_What needs to be done_
Range to reproduce from the entries below: the line with "const initialInput = this._instance.hasSelection()", the line with "Let's close this", and every line in between. Give them exactly and give nothing else.

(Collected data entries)
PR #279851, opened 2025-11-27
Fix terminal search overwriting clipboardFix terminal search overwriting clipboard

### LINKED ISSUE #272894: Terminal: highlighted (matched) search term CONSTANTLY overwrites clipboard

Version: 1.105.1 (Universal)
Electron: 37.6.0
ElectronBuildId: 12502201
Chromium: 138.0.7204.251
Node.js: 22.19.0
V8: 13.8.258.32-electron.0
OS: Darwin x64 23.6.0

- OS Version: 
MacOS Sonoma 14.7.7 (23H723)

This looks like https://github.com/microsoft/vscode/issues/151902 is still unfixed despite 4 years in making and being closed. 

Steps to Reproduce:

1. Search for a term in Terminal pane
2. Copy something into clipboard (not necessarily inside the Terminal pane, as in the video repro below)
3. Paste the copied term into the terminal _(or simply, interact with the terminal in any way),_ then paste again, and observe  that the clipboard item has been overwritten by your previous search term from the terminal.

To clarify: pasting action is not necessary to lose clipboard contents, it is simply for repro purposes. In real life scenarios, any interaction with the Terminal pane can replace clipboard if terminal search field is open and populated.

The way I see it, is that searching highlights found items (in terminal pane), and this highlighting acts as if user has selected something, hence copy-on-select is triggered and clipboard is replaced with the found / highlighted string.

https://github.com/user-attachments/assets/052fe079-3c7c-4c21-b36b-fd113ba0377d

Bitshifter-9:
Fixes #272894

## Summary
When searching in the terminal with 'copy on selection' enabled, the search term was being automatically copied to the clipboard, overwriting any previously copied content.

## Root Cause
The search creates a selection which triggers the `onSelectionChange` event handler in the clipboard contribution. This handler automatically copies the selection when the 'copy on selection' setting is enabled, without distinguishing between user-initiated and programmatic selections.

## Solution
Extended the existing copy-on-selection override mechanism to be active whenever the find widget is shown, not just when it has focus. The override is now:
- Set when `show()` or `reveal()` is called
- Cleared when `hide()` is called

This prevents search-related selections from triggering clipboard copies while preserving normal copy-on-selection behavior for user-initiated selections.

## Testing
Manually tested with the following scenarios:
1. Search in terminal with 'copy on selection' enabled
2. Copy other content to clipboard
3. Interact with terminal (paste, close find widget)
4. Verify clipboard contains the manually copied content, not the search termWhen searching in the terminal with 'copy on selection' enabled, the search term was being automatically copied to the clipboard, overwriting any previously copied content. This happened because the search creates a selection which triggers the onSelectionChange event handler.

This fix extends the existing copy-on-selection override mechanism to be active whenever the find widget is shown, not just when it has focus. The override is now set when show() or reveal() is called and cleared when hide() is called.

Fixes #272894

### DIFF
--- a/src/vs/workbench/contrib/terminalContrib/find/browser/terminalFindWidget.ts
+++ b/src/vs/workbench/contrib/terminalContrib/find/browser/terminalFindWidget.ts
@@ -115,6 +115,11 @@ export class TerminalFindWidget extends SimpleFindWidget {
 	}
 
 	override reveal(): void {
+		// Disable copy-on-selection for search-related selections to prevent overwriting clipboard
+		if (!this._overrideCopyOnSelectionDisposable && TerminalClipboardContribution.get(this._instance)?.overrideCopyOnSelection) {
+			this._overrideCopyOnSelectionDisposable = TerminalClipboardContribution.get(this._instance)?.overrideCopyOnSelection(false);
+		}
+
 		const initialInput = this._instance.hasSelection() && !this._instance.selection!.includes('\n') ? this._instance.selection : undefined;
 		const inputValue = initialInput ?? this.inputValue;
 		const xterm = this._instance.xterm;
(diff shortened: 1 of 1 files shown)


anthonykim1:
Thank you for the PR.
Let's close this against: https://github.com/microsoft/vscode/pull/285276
--
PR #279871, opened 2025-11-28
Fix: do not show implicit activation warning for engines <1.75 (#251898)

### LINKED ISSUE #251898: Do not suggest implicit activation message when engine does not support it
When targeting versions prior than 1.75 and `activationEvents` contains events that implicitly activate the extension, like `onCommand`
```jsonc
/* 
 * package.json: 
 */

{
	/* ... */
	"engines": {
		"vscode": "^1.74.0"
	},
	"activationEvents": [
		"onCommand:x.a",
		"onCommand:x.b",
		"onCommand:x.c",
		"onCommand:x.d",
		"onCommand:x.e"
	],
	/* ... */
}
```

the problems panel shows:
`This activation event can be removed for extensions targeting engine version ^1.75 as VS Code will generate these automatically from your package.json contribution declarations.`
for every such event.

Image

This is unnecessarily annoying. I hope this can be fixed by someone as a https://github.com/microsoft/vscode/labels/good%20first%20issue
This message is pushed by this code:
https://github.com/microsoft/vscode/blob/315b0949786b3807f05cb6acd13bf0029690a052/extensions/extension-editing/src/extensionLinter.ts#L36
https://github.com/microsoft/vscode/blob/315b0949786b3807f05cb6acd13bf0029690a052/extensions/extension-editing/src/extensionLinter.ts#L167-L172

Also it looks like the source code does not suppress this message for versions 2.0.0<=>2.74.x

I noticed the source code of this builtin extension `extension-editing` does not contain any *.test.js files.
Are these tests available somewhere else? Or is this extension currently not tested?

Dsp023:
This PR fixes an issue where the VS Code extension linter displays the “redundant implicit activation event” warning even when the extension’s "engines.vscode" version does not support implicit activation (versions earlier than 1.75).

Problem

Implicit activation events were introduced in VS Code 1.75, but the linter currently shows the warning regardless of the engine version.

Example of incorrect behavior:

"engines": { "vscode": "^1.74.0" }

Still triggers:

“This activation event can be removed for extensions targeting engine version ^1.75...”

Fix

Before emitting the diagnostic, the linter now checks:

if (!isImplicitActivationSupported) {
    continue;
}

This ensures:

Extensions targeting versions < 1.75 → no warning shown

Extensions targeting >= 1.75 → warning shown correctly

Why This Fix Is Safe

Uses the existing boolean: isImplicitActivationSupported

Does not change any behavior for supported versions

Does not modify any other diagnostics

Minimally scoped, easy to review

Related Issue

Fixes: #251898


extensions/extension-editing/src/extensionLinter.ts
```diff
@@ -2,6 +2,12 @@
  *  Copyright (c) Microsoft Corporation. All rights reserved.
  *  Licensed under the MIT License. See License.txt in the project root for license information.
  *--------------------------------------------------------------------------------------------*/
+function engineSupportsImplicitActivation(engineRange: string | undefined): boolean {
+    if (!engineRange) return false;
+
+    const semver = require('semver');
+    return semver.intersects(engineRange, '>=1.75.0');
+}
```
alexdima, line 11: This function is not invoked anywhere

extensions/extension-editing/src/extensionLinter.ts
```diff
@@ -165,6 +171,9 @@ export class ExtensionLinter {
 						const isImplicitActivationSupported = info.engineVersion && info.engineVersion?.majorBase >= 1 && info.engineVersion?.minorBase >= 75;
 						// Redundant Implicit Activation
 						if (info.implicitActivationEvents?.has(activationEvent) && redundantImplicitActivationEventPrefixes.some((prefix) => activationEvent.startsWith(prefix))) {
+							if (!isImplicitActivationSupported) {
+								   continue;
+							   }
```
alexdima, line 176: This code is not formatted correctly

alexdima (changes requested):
--
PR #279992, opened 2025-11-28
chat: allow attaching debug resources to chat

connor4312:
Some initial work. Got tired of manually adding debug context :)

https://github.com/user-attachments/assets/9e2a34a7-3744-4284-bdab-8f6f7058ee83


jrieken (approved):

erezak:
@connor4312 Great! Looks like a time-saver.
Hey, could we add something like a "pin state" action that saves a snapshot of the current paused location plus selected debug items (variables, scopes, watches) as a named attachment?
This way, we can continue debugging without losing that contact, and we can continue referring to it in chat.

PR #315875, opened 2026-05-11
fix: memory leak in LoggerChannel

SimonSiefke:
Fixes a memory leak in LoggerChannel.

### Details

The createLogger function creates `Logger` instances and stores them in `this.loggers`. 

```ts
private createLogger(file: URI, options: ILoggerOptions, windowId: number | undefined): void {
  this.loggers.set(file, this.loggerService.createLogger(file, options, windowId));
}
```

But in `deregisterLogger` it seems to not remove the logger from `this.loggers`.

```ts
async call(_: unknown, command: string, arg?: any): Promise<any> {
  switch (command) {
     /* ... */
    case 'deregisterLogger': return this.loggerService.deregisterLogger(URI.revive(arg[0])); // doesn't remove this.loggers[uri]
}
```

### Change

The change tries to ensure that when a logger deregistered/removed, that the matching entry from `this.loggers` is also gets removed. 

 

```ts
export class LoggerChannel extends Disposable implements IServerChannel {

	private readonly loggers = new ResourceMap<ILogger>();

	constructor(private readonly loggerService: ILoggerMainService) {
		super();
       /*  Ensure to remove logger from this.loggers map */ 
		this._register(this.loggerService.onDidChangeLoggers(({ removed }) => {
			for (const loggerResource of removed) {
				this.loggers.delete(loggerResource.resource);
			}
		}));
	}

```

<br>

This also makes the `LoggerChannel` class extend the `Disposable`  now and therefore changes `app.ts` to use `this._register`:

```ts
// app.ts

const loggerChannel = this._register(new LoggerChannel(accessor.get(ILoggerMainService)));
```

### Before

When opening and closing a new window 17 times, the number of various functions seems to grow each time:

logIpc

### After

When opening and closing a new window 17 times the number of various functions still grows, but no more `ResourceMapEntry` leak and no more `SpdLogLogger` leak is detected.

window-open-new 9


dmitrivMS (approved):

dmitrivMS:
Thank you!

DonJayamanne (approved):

_Response_
 		const initialInput = this._instance.hasSelection() && !this._instance.selection!.includes('\n') ? this._instance.selection : undefined;
 		const inputValue = initialInput ?? this.inputValue;
 		const xterm = this._instance.xterm;
(diff shortened: 1 of 1 files shown)


anthonykim1:
Thank you for the PR.
Let's close this against: https://github.com/microsoft/vscode/pull/285276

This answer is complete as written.